WHAT TO DO >>
Below are the records; copy exactly the stretch from the line containing "PR #1855, opened 2026-04-01" through the line containing "Z.AI, llama.cpp etc.).", both ends included, and nothing else.

DATASET ENTRIES >>

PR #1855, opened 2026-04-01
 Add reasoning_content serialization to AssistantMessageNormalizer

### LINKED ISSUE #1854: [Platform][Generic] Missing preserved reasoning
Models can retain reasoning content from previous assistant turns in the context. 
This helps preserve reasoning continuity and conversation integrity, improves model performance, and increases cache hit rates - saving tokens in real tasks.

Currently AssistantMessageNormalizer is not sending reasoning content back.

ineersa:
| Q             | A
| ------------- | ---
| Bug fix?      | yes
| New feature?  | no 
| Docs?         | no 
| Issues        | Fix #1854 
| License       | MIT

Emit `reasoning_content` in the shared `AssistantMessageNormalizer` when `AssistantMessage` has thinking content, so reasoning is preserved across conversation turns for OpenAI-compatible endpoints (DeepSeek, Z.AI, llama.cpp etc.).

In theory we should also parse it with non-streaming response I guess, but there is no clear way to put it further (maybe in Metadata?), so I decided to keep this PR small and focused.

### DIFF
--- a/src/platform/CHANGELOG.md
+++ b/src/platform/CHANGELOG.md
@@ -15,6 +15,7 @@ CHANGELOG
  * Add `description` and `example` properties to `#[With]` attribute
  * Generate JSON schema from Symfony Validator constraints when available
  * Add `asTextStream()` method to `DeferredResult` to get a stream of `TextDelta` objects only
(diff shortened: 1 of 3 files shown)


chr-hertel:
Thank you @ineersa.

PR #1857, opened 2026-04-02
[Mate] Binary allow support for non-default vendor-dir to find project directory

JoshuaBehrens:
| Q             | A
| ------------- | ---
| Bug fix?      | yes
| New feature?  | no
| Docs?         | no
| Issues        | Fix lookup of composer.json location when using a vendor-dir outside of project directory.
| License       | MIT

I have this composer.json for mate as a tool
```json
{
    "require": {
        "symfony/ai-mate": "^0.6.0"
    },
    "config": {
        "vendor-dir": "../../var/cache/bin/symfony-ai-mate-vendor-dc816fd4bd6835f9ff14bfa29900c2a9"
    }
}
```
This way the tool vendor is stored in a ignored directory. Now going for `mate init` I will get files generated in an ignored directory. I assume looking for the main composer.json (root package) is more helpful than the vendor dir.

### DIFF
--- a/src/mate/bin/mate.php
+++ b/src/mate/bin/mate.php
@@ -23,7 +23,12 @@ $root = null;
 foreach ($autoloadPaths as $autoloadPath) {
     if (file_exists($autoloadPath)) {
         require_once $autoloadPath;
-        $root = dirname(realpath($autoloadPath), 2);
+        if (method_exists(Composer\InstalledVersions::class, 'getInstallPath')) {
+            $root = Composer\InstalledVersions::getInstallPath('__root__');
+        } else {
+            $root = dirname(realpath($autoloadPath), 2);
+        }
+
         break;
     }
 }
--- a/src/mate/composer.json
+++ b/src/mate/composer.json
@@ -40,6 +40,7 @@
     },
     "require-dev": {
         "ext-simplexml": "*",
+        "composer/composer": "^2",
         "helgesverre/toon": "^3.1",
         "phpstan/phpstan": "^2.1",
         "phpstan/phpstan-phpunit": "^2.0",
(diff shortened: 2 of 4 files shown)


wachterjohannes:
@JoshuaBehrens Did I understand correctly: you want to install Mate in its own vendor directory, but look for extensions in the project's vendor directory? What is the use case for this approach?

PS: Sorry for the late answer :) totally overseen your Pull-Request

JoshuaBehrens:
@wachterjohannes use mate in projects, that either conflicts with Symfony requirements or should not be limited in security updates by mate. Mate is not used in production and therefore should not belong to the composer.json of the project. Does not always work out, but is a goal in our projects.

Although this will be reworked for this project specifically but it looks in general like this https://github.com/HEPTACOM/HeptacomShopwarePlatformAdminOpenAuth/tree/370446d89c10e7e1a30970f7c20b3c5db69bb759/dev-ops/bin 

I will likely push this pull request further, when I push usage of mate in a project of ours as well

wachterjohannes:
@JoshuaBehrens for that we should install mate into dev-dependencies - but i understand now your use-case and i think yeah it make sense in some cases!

...

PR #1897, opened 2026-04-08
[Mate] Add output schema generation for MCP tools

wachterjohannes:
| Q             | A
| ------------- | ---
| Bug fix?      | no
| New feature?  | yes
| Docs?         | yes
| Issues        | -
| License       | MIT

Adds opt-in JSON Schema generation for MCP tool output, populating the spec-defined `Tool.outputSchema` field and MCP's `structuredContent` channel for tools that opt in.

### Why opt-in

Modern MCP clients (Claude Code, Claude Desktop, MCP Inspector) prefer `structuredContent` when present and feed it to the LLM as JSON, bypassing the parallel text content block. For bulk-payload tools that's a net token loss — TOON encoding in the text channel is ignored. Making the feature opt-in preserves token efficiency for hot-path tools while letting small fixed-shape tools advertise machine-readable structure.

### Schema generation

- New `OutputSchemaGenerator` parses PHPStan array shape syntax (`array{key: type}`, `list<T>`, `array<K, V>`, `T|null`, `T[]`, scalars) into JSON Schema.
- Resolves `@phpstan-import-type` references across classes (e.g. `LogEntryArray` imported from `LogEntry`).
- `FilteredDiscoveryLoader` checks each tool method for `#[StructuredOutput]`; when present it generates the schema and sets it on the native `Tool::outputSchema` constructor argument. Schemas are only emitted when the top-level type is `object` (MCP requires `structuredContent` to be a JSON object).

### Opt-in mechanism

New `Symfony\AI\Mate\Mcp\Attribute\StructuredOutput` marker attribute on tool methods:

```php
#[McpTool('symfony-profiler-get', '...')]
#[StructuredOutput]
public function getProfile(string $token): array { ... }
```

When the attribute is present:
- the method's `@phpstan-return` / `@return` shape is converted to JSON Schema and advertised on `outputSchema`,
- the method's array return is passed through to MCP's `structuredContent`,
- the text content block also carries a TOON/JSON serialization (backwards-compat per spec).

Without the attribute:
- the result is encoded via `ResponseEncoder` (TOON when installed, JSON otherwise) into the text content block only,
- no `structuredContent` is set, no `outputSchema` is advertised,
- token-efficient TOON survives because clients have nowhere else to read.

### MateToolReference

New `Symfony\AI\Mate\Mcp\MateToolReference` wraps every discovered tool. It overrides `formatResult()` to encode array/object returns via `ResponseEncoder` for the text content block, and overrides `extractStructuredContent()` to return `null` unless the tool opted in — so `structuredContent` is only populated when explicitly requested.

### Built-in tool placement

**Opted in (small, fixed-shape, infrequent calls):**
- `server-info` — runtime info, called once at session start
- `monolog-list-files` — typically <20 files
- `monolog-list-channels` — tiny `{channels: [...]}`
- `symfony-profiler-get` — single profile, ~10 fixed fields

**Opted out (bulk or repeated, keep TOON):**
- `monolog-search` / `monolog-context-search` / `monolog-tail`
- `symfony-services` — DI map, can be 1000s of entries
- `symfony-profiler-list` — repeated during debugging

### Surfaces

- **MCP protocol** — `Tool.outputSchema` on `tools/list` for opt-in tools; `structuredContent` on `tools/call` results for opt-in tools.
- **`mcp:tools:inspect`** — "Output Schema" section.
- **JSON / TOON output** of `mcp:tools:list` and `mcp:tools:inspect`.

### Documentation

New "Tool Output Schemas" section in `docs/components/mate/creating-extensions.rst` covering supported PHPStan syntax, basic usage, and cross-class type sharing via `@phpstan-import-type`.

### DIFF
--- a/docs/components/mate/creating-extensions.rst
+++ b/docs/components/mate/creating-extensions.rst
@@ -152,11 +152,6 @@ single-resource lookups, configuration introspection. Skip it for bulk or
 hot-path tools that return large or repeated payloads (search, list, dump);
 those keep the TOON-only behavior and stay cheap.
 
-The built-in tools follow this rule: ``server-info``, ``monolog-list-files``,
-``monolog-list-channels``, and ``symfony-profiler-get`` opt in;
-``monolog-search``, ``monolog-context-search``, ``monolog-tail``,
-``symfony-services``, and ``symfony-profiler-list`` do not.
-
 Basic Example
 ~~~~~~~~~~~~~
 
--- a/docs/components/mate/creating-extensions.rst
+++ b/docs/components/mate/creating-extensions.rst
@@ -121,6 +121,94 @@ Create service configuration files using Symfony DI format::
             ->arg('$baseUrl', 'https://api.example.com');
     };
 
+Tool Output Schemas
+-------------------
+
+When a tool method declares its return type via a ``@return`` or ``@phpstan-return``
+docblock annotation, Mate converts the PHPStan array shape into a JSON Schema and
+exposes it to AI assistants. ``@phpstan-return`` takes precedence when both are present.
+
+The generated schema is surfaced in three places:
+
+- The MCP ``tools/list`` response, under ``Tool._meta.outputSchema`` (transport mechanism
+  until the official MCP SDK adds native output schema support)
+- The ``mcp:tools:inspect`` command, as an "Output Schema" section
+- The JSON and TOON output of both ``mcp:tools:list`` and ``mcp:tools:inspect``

--

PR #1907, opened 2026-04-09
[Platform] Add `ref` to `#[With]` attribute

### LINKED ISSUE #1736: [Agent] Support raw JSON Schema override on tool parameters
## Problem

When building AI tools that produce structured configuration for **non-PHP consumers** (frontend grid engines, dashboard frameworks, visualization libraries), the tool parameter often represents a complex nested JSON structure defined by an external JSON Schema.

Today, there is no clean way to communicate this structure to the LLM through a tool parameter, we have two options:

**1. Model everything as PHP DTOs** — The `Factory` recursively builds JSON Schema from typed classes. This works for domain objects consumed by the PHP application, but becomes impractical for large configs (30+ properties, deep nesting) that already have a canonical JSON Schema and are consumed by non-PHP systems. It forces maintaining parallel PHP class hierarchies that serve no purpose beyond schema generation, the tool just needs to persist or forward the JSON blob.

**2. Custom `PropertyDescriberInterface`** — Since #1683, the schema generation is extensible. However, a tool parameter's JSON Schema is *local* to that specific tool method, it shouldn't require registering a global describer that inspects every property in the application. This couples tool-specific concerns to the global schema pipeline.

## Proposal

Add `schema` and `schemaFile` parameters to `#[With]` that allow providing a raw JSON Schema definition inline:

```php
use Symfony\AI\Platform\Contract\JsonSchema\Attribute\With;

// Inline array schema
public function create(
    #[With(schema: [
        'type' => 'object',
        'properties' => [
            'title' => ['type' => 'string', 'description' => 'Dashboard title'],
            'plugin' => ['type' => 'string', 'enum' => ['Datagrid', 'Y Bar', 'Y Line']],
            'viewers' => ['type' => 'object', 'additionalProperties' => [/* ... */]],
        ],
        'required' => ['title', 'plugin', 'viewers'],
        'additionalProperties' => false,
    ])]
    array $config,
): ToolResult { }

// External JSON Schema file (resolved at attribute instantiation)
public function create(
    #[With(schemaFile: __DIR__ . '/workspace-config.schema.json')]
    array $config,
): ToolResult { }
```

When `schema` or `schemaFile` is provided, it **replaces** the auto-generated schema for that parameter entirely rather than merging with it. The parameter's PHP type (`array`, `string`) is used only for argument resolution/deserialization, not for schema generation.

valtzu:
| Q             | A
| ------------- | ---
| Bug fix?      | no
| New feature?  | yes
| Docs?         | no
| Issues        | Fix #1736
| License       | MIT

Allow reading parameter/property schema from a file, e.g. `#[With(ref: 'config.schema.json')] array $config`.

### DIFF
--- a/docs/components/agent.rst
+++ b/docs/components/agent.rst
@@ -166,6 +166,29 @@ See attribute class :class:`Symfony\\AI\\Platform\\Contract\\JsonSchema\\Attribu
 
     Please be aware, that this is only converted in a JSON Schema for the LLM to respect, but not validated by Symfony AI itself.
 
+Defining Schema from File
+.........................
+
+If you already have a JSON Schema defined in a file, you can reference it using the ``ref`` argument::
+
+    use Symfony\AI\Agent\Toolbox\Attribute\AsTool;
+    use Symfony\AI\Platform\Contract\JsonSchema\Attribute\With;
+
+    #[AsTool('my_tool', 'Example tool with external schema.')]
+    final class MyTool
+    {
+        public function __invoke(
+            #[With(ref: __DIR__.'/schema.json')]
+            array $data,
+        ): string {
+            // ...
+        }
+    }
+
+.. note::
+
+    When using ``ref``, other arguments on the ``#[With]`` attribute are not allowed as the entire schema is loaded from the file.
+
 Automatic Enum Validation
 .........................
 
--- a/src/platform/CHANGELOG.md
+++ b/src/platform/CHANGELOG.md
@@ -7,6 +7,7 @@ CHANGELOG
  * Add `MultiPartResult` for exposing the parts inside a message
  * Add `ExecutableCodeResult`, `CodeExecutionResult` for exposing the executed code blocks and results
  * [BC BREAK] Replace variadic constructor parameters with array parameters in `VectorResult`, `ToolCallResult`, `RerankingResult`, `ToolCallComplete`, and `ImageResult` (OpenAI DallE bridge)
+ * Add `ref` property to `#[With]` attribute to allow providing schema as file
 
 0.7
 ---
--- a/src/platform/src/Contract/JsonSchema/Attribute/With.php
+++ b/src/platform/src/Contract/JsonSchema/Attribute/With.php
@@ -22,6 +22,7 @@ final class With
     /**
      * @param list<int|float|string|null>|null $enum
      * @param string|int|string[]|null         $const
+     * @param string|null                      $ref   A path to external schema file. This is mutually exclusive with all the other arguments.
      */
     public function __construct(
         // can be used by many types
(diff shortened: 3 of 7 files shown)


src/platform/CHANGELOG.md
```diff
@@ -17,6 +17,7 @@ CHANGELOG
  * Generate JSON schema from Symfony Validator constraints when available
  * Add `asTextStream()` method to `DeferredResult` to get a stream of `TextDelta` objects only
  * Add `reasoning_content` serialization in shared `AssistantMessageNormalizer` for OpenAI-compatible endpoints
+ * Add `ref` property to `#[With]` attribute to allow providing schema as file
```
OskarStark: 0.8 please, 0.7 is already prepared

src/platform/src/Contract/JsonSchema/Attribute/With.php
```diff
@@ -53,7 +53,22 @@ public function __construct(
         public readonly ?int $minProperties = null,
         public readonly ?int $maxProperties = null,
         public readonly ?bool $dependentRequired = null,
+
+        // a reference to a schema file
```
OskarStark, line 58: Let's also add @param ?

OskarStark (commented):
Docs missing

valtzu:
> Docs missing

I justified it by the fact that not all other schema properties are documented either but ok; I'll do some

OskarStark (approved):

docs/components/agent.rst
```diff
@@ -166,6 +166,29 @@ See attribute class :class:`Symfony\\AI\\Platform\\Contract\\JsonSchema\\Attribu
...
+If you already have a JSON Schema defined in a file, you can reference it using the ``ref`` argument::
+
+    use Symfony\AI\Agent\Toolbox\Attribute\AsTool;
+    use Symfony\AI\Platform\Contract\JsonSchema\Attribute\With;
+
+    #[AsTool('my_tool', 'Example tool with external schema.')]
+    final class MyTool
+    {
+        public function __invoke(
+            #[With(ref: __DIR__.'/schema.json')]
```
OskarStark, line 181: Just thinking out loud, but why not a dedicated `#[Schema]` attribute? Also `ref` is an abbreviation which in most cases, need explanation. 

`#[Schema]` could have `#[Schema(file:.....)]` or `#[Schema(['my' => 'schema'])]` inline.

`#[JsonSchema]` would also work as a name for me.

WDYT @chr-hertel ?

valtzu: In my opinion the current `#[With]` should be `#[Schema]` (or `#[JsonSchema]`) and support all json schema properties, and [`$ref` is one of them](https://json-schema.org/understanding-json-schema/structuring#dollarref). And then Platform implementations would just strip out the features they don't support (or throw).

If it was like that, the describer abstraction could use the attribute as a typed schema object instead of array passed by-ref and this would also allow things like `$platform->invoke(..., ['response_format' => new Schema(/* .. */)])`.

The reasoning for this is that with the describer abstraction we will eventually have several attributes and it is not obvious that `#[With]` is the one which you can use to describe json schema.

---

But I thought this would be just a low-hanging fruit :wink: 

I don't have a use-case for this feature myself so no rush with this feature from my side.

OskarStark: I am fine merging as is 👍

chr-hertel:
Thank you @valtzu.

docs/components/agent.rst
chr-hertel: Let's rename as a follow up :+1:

RESPONSE >>
PR #1855, opened 2026-04-01
 Add reasoning_content serialization to AssistantMessageNormalizer

### LINKED ISSUE #1854: [Platform][Generic] Missing preserved reasoning
Models can retain reasoning content from previous assistant turns in the context. 
This helps preserve reasoning continuity and conversation integrity, improves model performance, and increases cache hit rates - saving tokens in real tasks.

Currently AssistantMessageNormalizer is not sending reasoning content back.

ineersa:
| Q             | A
| ------------- | ---
| Bug fix?      | yes
| New feature?  | no 
| Docs?         | no 
| Issues        | Fix #1854 
| License       | MIT

Emit `reasoning_content` in the shared `AssistantMessageNormalizer` when `AssistantMessage` has thinking content, so reasoning is preserved across conversation turns for OpenAI-compatible endpoints (DeepSeek, Z.AI, llama.cpp etc.).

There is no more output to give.